Suppose you are interested in comparing, by gender, scores on a certain test. The results of the test for two samples -- one of women, and one of men -- are entered into R as vectors, as shown below. (Note, the max score is 150). Suppose also that we know the populations involved are normally distributed.
```
> men = c(102,87,101,96,107,101,91,85,108,67,85,82)
> women = c(73,81,111,109,143,95,92,120,93,89,119,79,90,126,62,92,77,106,105,111)
```
We would like to make the assumption that the variances for the scores of men and women are the same, so we ensure that the sample data does not provide any evidence to the contrary. We do this in the usual, way -- with an $F$-test.
```
> sd(men)
[1] 12.0705
> sd(women)
[1] 19.94802
> dfn = length(women) - 1
> dfd = length(men) - 1
> F = var(women)/var(men)
> p.value = 2*(1-pf(F,dfn,dfd))
> p.value
[1] 0.09132068
```
Alternatively (and much more simply), we could use R's built in test for variance:
```
> var.test(men,women,alternative="two.sided")

    F test to compare two variances

data:  men and women
F = 0.36614, num df = 11, denom df = 19, p-value = 0.09132
alternative hypothesis: true ratio of variances is not equal to 1
95 percent confidence interval:
 0.1324438 1.1873394
sample estimates:
ratio of variances
          0.366143
```
Seeing a $p$-value greater than $\alpha = 0.05$, we have no evidence the variances are different, and proceed with a pooled $t$-test:
```
> t.test(x=men, y=women, alternative="two.sided", conf.level=0.95, var.equal=TRUE)

    Two Sample t-test

data:  men and women
t = -0.93758, df = 30, p-value = 0.3559
alternative hypothesis: true difference in means is not equal to 0
95 percent confidence interval:
 -19.016393   7.049727
sample estimates:
mean of x mean of y
 92.66667  98.65000
```
Noting the $p$-value of $0.3559$ is greater than the typical significance level of $\alpha = 0.05$, we fail to reject the null hypothesis. There is no significant evidence of a difference in the scores of men versus those of women on this test.

In the event that one is testing dependent/paired data, the t.test function can be used with as well. Simply set the paired argument to true.

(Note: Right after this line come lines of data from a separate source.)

PR #2070, opened 2019-08-10
adding dummy rtl module om and the om resets

derekpappas:
**Related issue**: 

**Release Notes**

adding dummy rtl module om and the om resets
* added the OM class hierarchy for the rtl module information
* added the code to extract the reset names from the cores

### DIFF
--- a/src/main/scala/diplomaticobjectmodel/model/OMRTLModule.scala
+++ b/src/main/scala/diplomaticobjectmodel/model/OMRTLModule.scala
@@ -93,7 +93,7 @@ case class InterruptSignal(
 case class OMRTLInterface(
   clocks: Seq[OMClock],
   clockRelationships: Seq[OMClockRelationship],
-  resets: Seq[OMRTLReset],
+  resets: () => Seq[OMRTLReset],
   statuses: Seq[OMStatus]
 ) extends RTLComponent
 
--- a/src/main/scala/diplomaticobjectmodel/model/OMRTLModule.scala
+++ b/src/main/scala/diplomaticobjectmodel/model/OMRTLModule.scala
@@ -2,6 +2,47 @@
 
 package freechips.rocketchip.diplomaticobjectmodel.model
 
+// Examples of ClockRelationships
+//  {
+//   "clock0": "core_clock_0",
+//    "clock1": "clock",
+//    "relationship": "$clock0 == m * $clock1 where m is a positive integer",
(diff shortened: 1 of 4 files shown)


src/main/scala/diplomaticobjectmodel/model/OMRTLModule.scala
```diff
@@ -2,6 +2,47 @@
...
+//  {
+//   "clock0": "core_clock_0",
+//    "clock1": "clock",
+//    "relationship": "$clock0 == m * $clock1 where m is a positive integer",
+//  }
+
+//  {
+//    "clock1": "rtc_toggle",
+//    "relationship": "$clock0 >= 2 * $clock1",
+//  }
```
richardxia: Shouldn't this comment go next to the definition of `OMClockRelationship`? It's confusing to see this not next to the thing that it's actually related to.

src/main/scala/diplomaticobjectmodel/model/OMRTLModule.scala
```diff
@@ -29,22 +70,34 @@ trait Synchronous extends Synchronicity
...
+  width: Int
+) extends OMSignal
 
 case class OMRTLInterface(
-  clocks: List[OMClock],
-  clockRelationships: List[OMClockRelationship],
-  resets: List[OMRTLReset]
+  clocks: Seq[OMClock],
+  clockRelationships: Seq[OMClockRelationship],
+  resets: () => Seq[OMRTLReset],
```
richardxia: Why is this a thunk that returns a `Seq[OMRTLReset]` rather than just a plain `Seq[OMRTLReset]`? All of the object model classes should just be plain data structures that don't involve function pointers.

src/main/scala/diplomaticobjectmodel/model/OMRTLModule.scala
```diff
@@ -2,6 +2,47 @@
...
+  name: String
+  description: Option[String]
+  def hartId: Int
+}
+
+case class Halt(
+  name: String,
+  description: Option[String],
+  hartId: Int
+) extends OMCoreStatus
```
richardxia: Don't you need to add in the `_types` property with the default value or else the serialized object model JSON file will lack the type information associated with each of these classes?

sequencer:
OM is purged now in #2967.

As an example, suppose one wanted to test the efficacy of a drug designed to reduce resting heart rates in beats per minute. The resting heart rates of 16 individuals are measured. They are then treated with the drug, and their hearts are again measured. The results are entered into two vectors in R as shown below:
```
> rate.before = c(52,66,89,87,89,72,66,65,49,62,70,52,75,63,65,61)
> rate.after = c(51,66,71,73,70,68,60,51,40,57,65,53,64,56,60,59)
```
Noting that each "before" measurement is paired with some "after" measurement, we conduct a paired $t$-test by executing the following:
```
> t.test(x=rate.after, y=rate.before,alternative="less",conf.level=0.95,paired=TRUE)
```
To produce the following results:
```
        Paired t-test

data:  rate.after and rate.before
t = -4.8011, df = 15, p-value = 0.0001167
alternative hypothesis: true difference in means is less than 0
95 percent confidence interval:
      -Inf -4.721833
sample estimates:
mean of the differences
                -7.4375
```
Noting the very small $p$-value, we have significant evidence that the heart rates are lower after treatment.